The people Wohlsen interviews in the book can be a little creepy in their zealotry (they have complete distrust of scientists and government yet do not really think 'black hat' hackers in biology could be a danger) but they may have a point about being able to do some things big biology cannot, because the projects not big enough.  

And they are certainly true believers in science literacy, which resonates with the Science 2.0 community, and recognize the distinction between that and science education.   Scientifically educated people read Scientific American but scientifically literate people read and write here.    I resisted the urge to call science for the new millenium SciencePunk, though.    Science 2.0 will have to do.

Literacy leads to liberation, they believe, and they're right.   A literate culture that can better understand health, medicine and the environment is better for everyone.  The people Wohlsen interviewed do not want to kill cities or make Islands of Dr. Moreau, they want to make lab equipment cheaper, and open source, and promote experimentation.   All terrific goals.

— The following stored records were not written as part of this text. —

PR #540, opened 2023-06-29
Drop queue size-details

carlhoerberg:
Size details was an idea to include min and max sizes of messages/queue but it was removed when the in memory queue index was dropped, so dropping the UI and API now too.

To implement it correctly today we have to scan through the whole message store, doable, but memory intensive, and can ruin the disk cache (useful data evicted, useless swapped in).


carlhoerberg:
Is this very very useful @johanrhodin ?

johanrhodin (approved):
Define "very very useful" :)

Sure go ahead and drop it. We can discuss some alternatives (such as keeping a track of "what is the biggest message that has entered a queue" - could be easy to do while checking max message size) or rmqrecover like functionality.

PR #541, opened 2023-06-29
LZ4 replication

carlhoerberg:
LZ4 compress the data over the replication protocol


carlhoerberg:
Should lz4 be optional? in that case we need to add support for compression negotiation in the replication protocol. (could the one of the bits in the start header)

But still there is that slight feeling of dread when thinking about the biopunks who are not in the book; the dangerous ones bound to crop up.   Evolution is a blessing and a curse; while a virus took millions of years to evolve, hackers don't need millions of years to change it and cause a lot of damage because they have the blueprint.   Biopunks are unfailingly modest and insist damage just isn't possible, but they are also not the malicious types.   The 1980s had few hackers in computers, after all.  It was the descendants of well-meaning programmers who caused the problems.   As we progress into the 21st century and unlock more secrets of nature, biologists, amateur and professional, need to expect they will be like nuclear workers in the 1950s and that means more security, not less.

And, really, the painful question that has to be asked no matter how much you like their spirit is, can a lot of people doing science poorly yield good science?   Does innovation always occur just because you have more people?   I know the stuff about monkeys creating Shakespeare but monkeys aren't going to kill 15% of the world if they make mistakes.   

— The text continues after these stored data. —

PR #547, opened 2023-07-12
server settings for replication

### LINKED ISSUE #674: Minimum followers and Max Lag setting for replication
Have a setting `min_followers` for the replication server, where we pause publishes if X amount of followers are not connected. 

And a setting `max_lag`, where we pause publishing if not X number of followers have less than max_lag

kickster97:
Adds properties `min_followers` and `max_lag` to the Config class and the values are parsed from `lavinmq.ini`
The values are then conditioned in `vhost.cr` via the replication servers new `wait_for_max_lag`.  You cannot publish to a queue if you have less followers connected than `min_followers` or if min_followers amount of followers have more lag than `max_lag`.  

Fixes #674

Start LavinMQ and configure the values in your config file, connect too few followers and try to publish.

### DIFF
--- a/spec/replication_spec.cr
+++ b/spec/replication_spec.cr
@@ -5,14 +5,12 @@ describe LavinMQ::Replication::Client do
   data_dir = "/tmp/lavinmq-follower"
 
   before_each do
-    puts "client bfe"
     FileUtils.rm_rf data_dir
     Dir.mkdir_p data_dir
     File.write File.join(data_dir, ".replication_secret"), Server.@replicator.@password, 0o400
   end
 
   after_each do
-    puts "client ae"
     FileUtils.rm_rf data_dir
   end
 
@@ -72,7 +70,6 @@ describe LavinMQ::Replication::Server do
   data_dir = "/tmp/lavinmq-follower"
 
   before_each do
-    puts "before_each"
     FileUtils.rm_rf data_dir
     Dir.mkdir_p data_dir
     File.write File.join(data_dir, ".replication_secret"), Server.@replicator.@password, 0o400
@@ -80,7 +77,6 @@ describe LavinMQ::Replication::Server do
   end
 
   after_each do
-    puts "after_each"
     FileUtils.rm_rf data_dir
   end
 
@@ -160,7 +156,6 @@ describe LavinMQ::Replication::Server do
     # end
 
     it "should not publish when max_lag is reached" do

And as much as they want to be outsider-ish, I had a hard time seeing it.    They rely on PCs and the Internet, all run by big companies making money.   Gene splicing was invented at a university.   So was PCR.  And the Human Genome Project, which made a lot of what biopunks want to do possible, was the ultimate Big Science project.   They recognize they will not solve the mysteries of why cancer happens or anything like that but they say they can 'domesticate' biology and, in their way, bring the costs down so that for simpler things, like a person who wants to test something before the FDA can get around do it.  It's a noble goal.

There have been no homeruns hit by bio-hackers the way independent people hit homeruns in computers and software, but that's okay, it is a young movement, and biopunks get a goofy joy out of doing biology.   I got a goofy joy out of reading Wohlsen's book and I got something to show for it; I got a little smarter reading it and perhaps you will also.